DO CORREIO DO LEITOR

Artigos sobre crianças

Um leitor, devidamente identificado, apresentou esta dúvida: "O PÚBLICO do dia 6 de Fevereiro traz dois artigos sobre crianças (…) que me deixaram baralhado. Não pela informação contida, mas pela falta de articulação entre ambos, aliás, assinados por jornalistas diferentes, Ana Dias Cordeiro e Rita Siza, respectivamente (…). Pela confusão que criam, fico sem saber se a comissão da ONU a que se referem é a mesma ou se são comissões diferentes."

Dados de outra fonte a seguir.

PR #338, opened 2016-08-14
Proper deprecation of Palette.popdown state argument

samdroid-apps:
The popdown state argument was removed in 90cec5b, as the palette
popdowns were unified.  However, this is a public api.  Removing
the argument caused exceptions to be raised, breaking applications.
Most uses of the state argument were for the SECONDARY state, which
is now the default behaviour.

This commit re-adds the argument with a deprecation notice.

### DIFF
--- a/src/sugar3/graphics/palette.py
+++ b/src/sugar3/graphics/palette.py
@@ -223,7 +223,19 @@ class Palette(PaletteWindow):
 
         PaletteWindow.popup(self, immediate)
 
-    def popdown(self, immediate=False):
+    def popdown(self, immediate=False, state=None):
+        '''
+        Popdown (or show the full contents of) the palette.
+
+        Keyword Args:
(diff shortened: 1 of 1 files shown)


src/sugar3/graphics/palette.py
```diff
@@ -223,7 +223,19 @@ def popup(self, immediate=False):
...
+    def popdown(self, immediate=False, state=None):
+        '''
+        Popdown (or show the full contents of) the palette.
+
+        Keyword Args:
+            immediate (bool): if True, the palette will be shown instantly (as
+                if the user right clicked the item).  If False, the palette
+                will be shown after the usual activation wait time.
+
+        .. deprecated:: 0.109.3
```
quozl: There's no 0.109.3 in your [release roadmap](https://wiki.sugarlabs.org/go/0.110/Roadmap), perhaps you mean 0.109.2.0 feature freeze on 15th, or just use 0.109?

Issue #1313, opened 2025-12-11
fromJson: null values in maps throw an error


jagobagascon:
# Problem
Hi! I'm using the `google.protobuf.Value` field type to store arbitrary data into some fields. This type allows null values and correctly serialises and deserialises into JSON.

But I found that **deserialising a JSON with null values fails when the `google.protobuf.Value` is part of a map field**.

This message for example:
```proto
message ExampleMessage {
  google.protobuf.Value field1 = 1;
  map<string, google.protobuf.Value> field2 = 2;
}
```

## Allows `null` values in `field1`:

Works fine when parsing a `null` value as part of the `field1`:
```ts
fromJson(ExampleMessageSchema, {
    field1: null,
});
// Generates:
// {
//   '$typeName': 'example.ExampleMessage',
//   field2: {},
//   field1: {
//     '$typeName': 'google.protobuf.Value',
//     kind: { case: 'nullValue', value: 0 }
//   }
// }
```

## Fails when `null` is used inside the map:

But it fails if the `null` is part of the `field2`:
```ts
fromJson(ExampleMessageSchema, {
    field2: {
        value: null,
    },
});
// throws
// cannot decode field example.ExampleMessage.fields from JSON: map value must not be null
```

## Serialisation and deserialisation are inconsistent

Interestingly, if we convert our protobuf message with `null` values inside the map into JSON

```ts
const message = create(ExampleMessageSchema, {
    field2: {
        value: {
            kind: { case: "nullValue", value: NullValue.NULL_VALUE },
        },
    },
});
const jsonMessage = toJson(ExampleMessageSchema, message);
```

It works as expected, and generates the following JSON:
```ts
{ field2: { value: null } }
```

But if we try to convert that same JSON back to the message, then it fails:
```ts
fromJson(ExampleMessageSchema, jsonMessage)
// throws an exception: cannot decode field example.ExampleMessage.fields from JSON: map value must not be null
```

## Expected result

Serialising a message to JSON and then deserialising it should not fail.

## Example repo
I've created a repository with some examples to reproduce the issue:

https://github.com/jagobagascon/protobuf-es-maybe-bug

timostamm:
You found a bug! 🎉 

Thanks for the report, we'll fix it soon.

PR #1314, opened 2025-12-11
Permit google.protobuf.Value.null_value in map values in ProtoJSON

timostamm:
When parsing ProtoJSON, `fromJson` incorrectly rejects `null` in map values and repeated fields using `google.protobuf.NullValue` and `google.protobuf.Value` (with field `null_value` selected).

To illustrate, consider this Protobuf message:

```proto
syntax="proto3";
import "google/protobuf/struct.proto";
message M {
  map<string, google.protobuf.Value> value_map = 1;
  map<string, google.protobuf.NullValue> null_value_map = 2;
  repeated google.protobuf.Value value_list = 3;
  repeated google.protobuf.NullValue null_value_list = 4;
}
```

The following JSON should parse without error, but does not.

```json
{
    "valueMap": { "val1": null },
    "nullValueMap": { "val1": null },
    "valueList": [null],
    "nullValueList": [null],
}
```

This PR rectifies `fromJson`, but still rejects `null` for other repeated fields and map values.

Fixes https://github.com/bufbuild/protobuf-es/issues/1313

### DIFF
--- a/packages/protobuf-test/src/issue1313.test.ts
+++ b/packages/protobuf-test/src/issue1313.test.ts
@@ -1,0 +1,57 @@
+// Copyright 2021-2025 Buf Technologies, Inc.
+//
+// Licensed under the Apache License, Version 2.0 (the "License");
+// you may not use this file except in compliance with the License.
+// You may obtain a copy of the License at
+//
+//      http://www.apache.org/licenses/LICENSE-2.0
+//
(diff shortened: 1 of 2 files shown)


hudlow:
Looks good, but my review revealed dead branches — perhaps these are indicative of a different oversight, but if not I think we should clean them up. https://github.com/bufbuild/protobuf-es/pull/1315

PR #1315, opened 2025-12-11
Remove dead branches for null handling in fromJson

hudlow:


packages/protobuf/src/from-json.ts
```diff
@@ -477,17 +445,8 @@ function scalarFromJson(
...
-): ScalarValue | typeof tokenNull | JsonValue;
-function scalarFromJson(
-  field: DescField & { scalar: ScalarType },
-  json: JsonValue,
-  nullAsZeroValue: boolean,
 ): ScalarValue | typeof tokenNull | JsonValue {
   if (json === null) {
-    if (nullAsZeroValue) {
-      return scalarZeroValue(field.scalar, false);
-    }
```
hudlow: All calls that passed `nullAsZeroValue` as `true` also guaranteed that `json` was not `null`.

packages/protobuf/src/from-json.ts
```diff
@@ -451,45 +442,18 @@ function readEnum(
...
-const tokenNull = Symbol();
-
 /**
  * Try to parse a JSON value to a scalar value for the reflect API.
  *
  * Returns the input if the JSON value cannot be converted. Raises a FieldError
  * if conversion would be ambiguous.
  *
- * JSON null returns the scalar zero value.
+ * JSON null returns the scalar type's default value.
```
timostamm: The function no longer accepts `null`, so this comment line should be removed.

PR #1322, opened 2025-12-25
Fix optional chaining in Deno check for Int64 support in proto-int64.ts

ltsg123:
in < Chrome 71，browser not support globalthis，from:
https://developer.mozilla.org/en-US/docs/Web/JavaScript/Reference/Global_Objects/globalThis


timostamm:
Thanks for the fix. This isn't the only reference to `globalThis` though, and exhaustively replacing all relevant sites is much more involved. We will end up implementing a polyfill for `globalThis`, which isn't trivial. 

Chrome 71 is seven years old by now. I recommend to add a polyfill to your application if you still need to support Chrome 71. 
Adding a comment to tsconfig.json in https://github.com/bufbuild/protobuf-es/pull/1331.

PR #1323, opened 2025-12-29
Fix validation for FieldMask (de-)serialization to/from JSON

### LINKED ISSUE #1321: FieldMask shouldn't convert names with trailing underscore
When converting a field mask to JSON, path values with a trailing underscore are converted instead of being rejected.

```js
import { create, toJson, fromJson } from "@bufbuild/protobuf";
import { FieldMaskSchema } from "@bufbuild/protobuf/wkt";

var msg = create(FieldMaskSchema, { paths: ["abc_"] });
console.log(msg);

var json = toJson(FieldMaskSchema, msg);  // Should fail but works
console.log(json);

var msg2 = fromJson(FieldMaskSchema, json);  // The underscore is lost
console.log(msg2);
```

In the same situation, the official Python implementation fails:
```python
from google.protobuf.field_mask_pb2 import FieldMask
from google.protobuf.json_format import MessageToJson

msg = FieldMask(paths=["abc_"])
MessageToJson(msg)  # ValueError: Fail to print FieldMask to Json string: Trailing "_" in path name abc_.
```

hudlow:
Fixes #1321, adds tests to match Google's protobuf-go behavior.

### DIFF
--- a/packages/protobuf/src/reflect/names.ts
+++ b/packages/protobuf/src/reflect/names.ts
@@ -87,7 +87,7 @@ export function protoCamelCase(snakeCase: string): string {
 /**
  * Converts protoCamelCase to snake_case.
  *
- * This function is the reverse of function protoCamelCase. Not that some names
+ * This function is the reverse of function protoCamelCase. Note that some names
  * are not reversible - for example, "foo__bar" -> "fooBar" -> "foo_bar".
  */
 export function protoSnakeCase(lowerCamelCase: string): string {


packages/protobuf/src/from-json.ts
```diff
@@ -794,13 +796,12 @@ function fieldMaskFromJson(fieldMask: FieldMask, json: JsonValue) {
     return;
   }
   function camelToSnake(str: string) {
-    if (str.includes("_")) {
+    if (!camelCasePath.test(str)) {
       throw new Error(
-        `cannot decode message ${fieldMask.$typeName} from JSON: path names must be lowerCamelCase`,
+        `cannot decode message ${fieldMask.$typeName} from JSON: path names must be camel case`,
```
hudlow: Changed the language because an underscore prefix can roundtrip to UpperCamelCase and back.

packages/protobuf/src/to-json.ts
```diff
@@ -485,14 +485,22 @@ function durationToJson(val: Duration) {
   return text + "s";
 }
 
+const validPath = /^[a-zA-Z_][a-zA-Z0-9_]*(\.[a-zA-Z_][a-zA-Z0-9_]*)*$/;
+const reversiblePath =
+  /^_?[a-z][a-z0-9]*(_[a-z][a-z0-9]*)*(\._?[a-z][a-z0-9]*(_[a-z][a-z0-9]*)*)*$/;
```
hudlow: I don't really trust regular expressions written to capture all illegal behavior. Seems much more correct to me to define legal syntax.

These are split into two because, well, the official Go implementation distinguishes between the error cases. If we do not care about distinguishing the errors, only the latter regular expression is needed.

packages/protobuf/src/from-json.ts
```diff
@@ -794,13 +796,12 @@ function fieldMaskFromJson(fieldMask: FieldMask, json: JsonValue) {
...
       );
     }
-    const sc = str.replace(/[A-Z]/g, (letter) => "_" + letter.toLowerCase());
-    return sc[0] === "_" ? sc.substring(1) : sc;
```
hudlow: Scary to delete this, but it seems... incorrect?

AdrienVannson (approved):

s40758976-source:
- Adrien comentó que la lógica de reemplazo en el código parecía ser
   incorrecta.
   - Adrien aprobó la solicitud de extracción que soluciona la validación
   de FieldMask.

packages/protobuf/src/from-json.ts
timostamm: We should not change the language. 

"lowerCamelCase" is used in the Protobuf and protobuf-es documentation, and refers to the conversion defined in code by `protoc`. While this logic can produce UpperCamelCase in rare cases (e.g. "_foo" -> "Foo"), the updated error message is misleading: path names cannot be UpperCamelCase or lowerCamelCase, they have to be "lowerCamelCase" as defined by protoc. 

Updating the docs with related clarification here: https://github.com/bufbuild/protobuf-es/pull/1332

Maybe it would be helpful to stop referring to `lowerCamelCase`, and use `protoCamelCase` instead (like the function `protoCamelCase` from @bufbuild/protobuf/reflect). But we should decide on that separately.

packages/protobuf/src/to-json.ts
timostamm: Hm, feels like we're digging in the wrong direction with more complex expression 🤔 

With the fix to the function `camelToSnake`, the function is the reverse of `protoCamelCase` from packages/protobuf/src/reflect/names.ts, right? We could use that to check reversibility and remove the second regular expression. It might be a bit slower (but only for extremely large field masks), but it should be much more concise.

We need to decide whether we want to follow the Go implementation. We can discuss in person.

packages/protobuf-test/src/field-mask-json.test.ts
```diff
@@ -0,0 +1,316 @@
...
+// WITHOUT WARRANTIES OR CONDITIONS OF ANY KIND, either express or implied.
+// See the License for the specific language governing permissions and
+// limitations under the License.
+
+import { suite, test } from "node:test";
+import { create, equals, toJson, fromJson } from "@bufbuild/protobuf";
+import { FieldMaskSchema } from "@bufbuild/protobuf/wkt";
+import assert from "node:assert";
+
+void suite("FieldMask JSON compatibility", () => {
```
timostamm: We need to decide how to proceed with such additional tests. We can discuss in person.

packages/protobuf/src/to-json.ts
timostamm: Decided to drop field name validation for now in https://github.com/bufbuild/protobuf-es/pull/1323/commits/ae47be4ceec9fc54801084b0aa02beaa0e1cd2ae. Filed https://github.com/bufbuild/protobuf-es/issues/1335.

hudlow:
> Dan Hudlow seems not to be a GitHub user. You need a GitHub account to be able to sign the CLA. If you have already a GitHub account, please [add the email address used for this commit to your account](https://help.github.com/articles/why-are-my-commits-linked-to-the-wrong-user/#commits-are-not-linked-to-any-user).

Please note that my commit in this branch was made while I was a Buf employee and the copyright is inherently owned by Buf.

packages/protobuf/src/reflect/names.ts
```diff
@@ -82,6 +84,19 @@ export function protoCamelCase(snakeCase: string): string {
   return b.join("");
 }
 
+/**
+ * Converts protoCamelCase to snake_case.
+ *
+ * This function is the reverse of function protoCamelCase. Not that some names
```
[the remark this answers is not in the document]
timostamm: TY!

srikrsna-buf (approved):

ESCLARECIMENTO DAS EDITORAS DAS SECÇÕES PORTUGAL e MUNDO,respectivamente, Andreia Cunha Freitas e Joana Amado:

"A 65.ª sessão do Comité da ONU para os Direitos das Crianças divulgou, no dia 5 de Fevereiro, em Genebra, a sua avaliação a vários Estados, incluindo Portugal e o Vaticano. A situação concreta de cada um dos Estados foi objecto de um relatório separado relativo à realidade própria de cada um dos países: as análises e conclusões oferecidas em cada relatório não se referem às mesmas questões. São, portanto, dois relatórios distintos e não comparáveis entre si.

A opção editorial tomada foi a de separar em duas notícias, publicadas nas secções Portugal e Mundo, as avaliações, conclusões e recomendações do Comité da ONU, relativamente à situação (em termos de direitos das crianças) no nosso país e também no Vaticano, dado o manifesto interesse do assunto. Infelizmente, no trabalho final de edição faltou a remissão de uma página para a outra que teria deixado claro aos leitores que ambos os relatórios tinham sido divulgados no âmbito da mesma sessão de trabalho do Comité da ONU para os Direitos das Crianças."

ATENÇÃO: para o caso de Portugal o assunto era a preocupação da ONU com elevados níveis de privação das crianças. Para o caso do Vaticano era a questão da censura ao "código de silêncio" da Santa Sé sobre pedófilos e abusos sobre crianças.